Metabolic Syndrome Remodels Electrical Activity of the Sinoatrial Node and Produces Arrhythmias in Rats

In the last ten years, the incidences of metabolic syndrome and supraventricular arrhythmias have greatly increased. The metabolic syndrome is a cluster of alterations, which include obesity, hypertension, hypertriglyceridemia, glucose intolerance and insulin resistance, that increase the risk of developing, among others, atrial and nodal arrhythmias.The aim of this study is to demonstrate that metabolic syndrome induces electrical remodeling of the sinus node and produces arrhythmias. We induced metabolic syndrome in 2-month-old male Wistar rats by administering 20% sucrose in the drinking water. Eight weeks later, the rats were anesthetized and the electrocardiogram was recorded, revealing the presence of arrhythmias only in treated rats. Using conventional microelectrode and voltage clamp techniques, we analyzed the electrical activity of the sinoatrial node.We observed that in the sinoatrial node of “metabolic syndrome rats”, compared to controls, the spontaneous firing of all cells decreased, while the slope of the diastolic depolarization increased only in latent pacemaker cells. Accordingly, the pacemaker currents If and Ist increased. Furthermore, histological analysis showed a large amount of fat surrounding nodal cardiomyocytes and a rise in the sympathetic innervation. Finally, Poincaré plot denoted irregularity in the R-R and P-P ECG intervals, in agreement with the variability of nodal firing potential recorded in metabolic syndrome rats.We conclude that metabolic syndrome produces a dysfunction SA node by disrupting normal architecture and the electrical activity, which could explain the onset of arrhythmias in rats.
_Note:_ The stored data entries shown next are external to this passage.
PR #375, opened 2022-03-16
Limit GitHub actions to running only on PRs affecting code/dependencies

de-sh:
Only changes in files with paths `**.rs` and `*Cargo.*`


de-sh:
All uninteresting commits will still trigger CI if they come after an interesting commit

de-sh:
reverting/removing changes to `*.rs` files will stop CI getting triggered

de-sh:
The CI was not triggered most probably because of the wrong use of regex to match `Cargo.toml`s

Issue #337, opened 2022-01-20
Please include `Cargo.lock` for Nix package-ability


colemickens:
Hi,

For packaging in Nix, we need the `Cargo.lock` to be available. My understanding is that Cargo already ignores the lock files if it exists, for anyone using `mqttd` as a library, so it shouldn't be a problem.

Thanks!

PR #378, opened 2022-03-18
Add `native-tls` support

mladedav:
There are no tests involved including whether stuff compiles with or without any given feature. Docs are also missing. I will need a bit of guidance with both.

I also have not tried WebSockets with native TLS and I have reason to believe it might not work since there are features specific for TLS libraries in `async-tungstenite`.

Other than that I have tried compiling this manually with either `use-rustls`, `use-native-tls, with neither, and with both. I have also used this against Azure IoT Hub so I know that it works.


mladedav:
By the way I have also deleted Cargo.lock (hence the -2574 changes). From what I understood this file is not supposed to be part of libraries, only bin crates. I can revert that if it should be kept here for some reason.

de-sh:
Cargo.lock was included because of #337. We will start with not supporting `websocket`+`native-tls`, let them be separate for now. This looks like it's going in the right direction. I will take a look at what we can do to write documentation and tests. Thanks for opening the PR, let's merge this!

de-sh (approved):
LGTM. Made some minor changes here: https://github.com/bytebeamio/rumqtt/commit/ca41afd2ed03d0b44c9126f973dc61867864967e

mladedav:
I have checked the pipeline and the issues stem from rustls being optional now. TLS examples do not compile without rustls.

I would like to wait for #365 and then tweak anything that's left with native-tls.

de-sh (changes requested):
For secure websockets you can limit that with a `#[cfg(all(feature = "websocket", feature = "use-rustls"))]`. I'll try and devote some time to review this further tomorrow. Thanks.

mladedav:
It should now all work. I have recently discovered `cargo hack` and `cargo udeps` so I was playing with it a bit and some stuff I was changing ended up in the commit by accident.

All feature powersets should now work (although arguably websockets + native-tls does not make much sense).

rumqttc/src/tls.rs
```diff
@@ -1,34 +1,59 @@
...
     Io(#[from] io::Error),
+    #[cfg(feature = "use-rustls")]
     #[error("Web Pki")]
     WebPki(#[from] webpki::Error),
+    #[cfg(feature = "use-rustls")]
     #[error("DNS name")]
     DNSName(#[from] InvalidDnsNameError),
+    #[cfg(feature = "use-rustls")]
     #[error("TLS error")]
     TLS(#[from] rustls::Error),
```
de-sh, line 51: We could name this Rustls(...)

de-sh (approved):
LGTM 👍🏼

rumqttc/src/tls.rs
mladedav: I would be in favor of that, but I wanted to keep the features consistent with rumqttd. I'll leave to your judgement whether you want to change the names just here, in both or in neither.

mladedav:
hey @de-sh, can this be merged now? Should I make some changes or is this waiting for some internal processes?

de-sh:
Hey @mladedav, sorry for the delayed response. We have hit a roadblock while testing this PR.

近十年来，代谢综合征（metabolic syndrome）与室上性心律失常的发病率显著升高。代谢综合征是一组以肥胖、高血压、高甘油三酯血症、糖耐量异常及胰岛素抵抗为核心的病理综合征，可增加心房及结性心律失常等多种疾病的发病风险。本研究旨在验证代谢综合征可诱导窦房结（sinoatrial node）电重构并诱发心律失常。我们通过向2月龄雄性Wistar大鼠的饮用水中添加20%蔗糖，成功构建代谢综合征模型。造模8周后，对大鼠进行麻醉并记录心电图（electrocardiogram），结果显示仅模型组大鼠出现心律失常。采用传统微电极及电压钳技术，我们对窦房结的电活动开展了分析。与对照组相比，代谢综合征模型大鼠窦房结内所有细胞的自发放电频率均降低，而仅潜在起搏细胞的舒张期去极化斜率显著升高。相应地，起搏电流If与Ist均出现增强。此外，组织学分析显示，结区心肌细胞周围存在大量脂肪沉积，且交感神经支配水平上升。最后，庞加莱图（Poincaré plot）显示R-R间期与P-P间期存在不规则性，这与代谢综合征模型大鼠窦房结放电电位的变异性记录结果一致。本研究证实，代谢综合征可通过破坏窦房结（SA node）的正常结构与电活动，导致其功能异常，该机制或可解释大鼠心律失常的发生。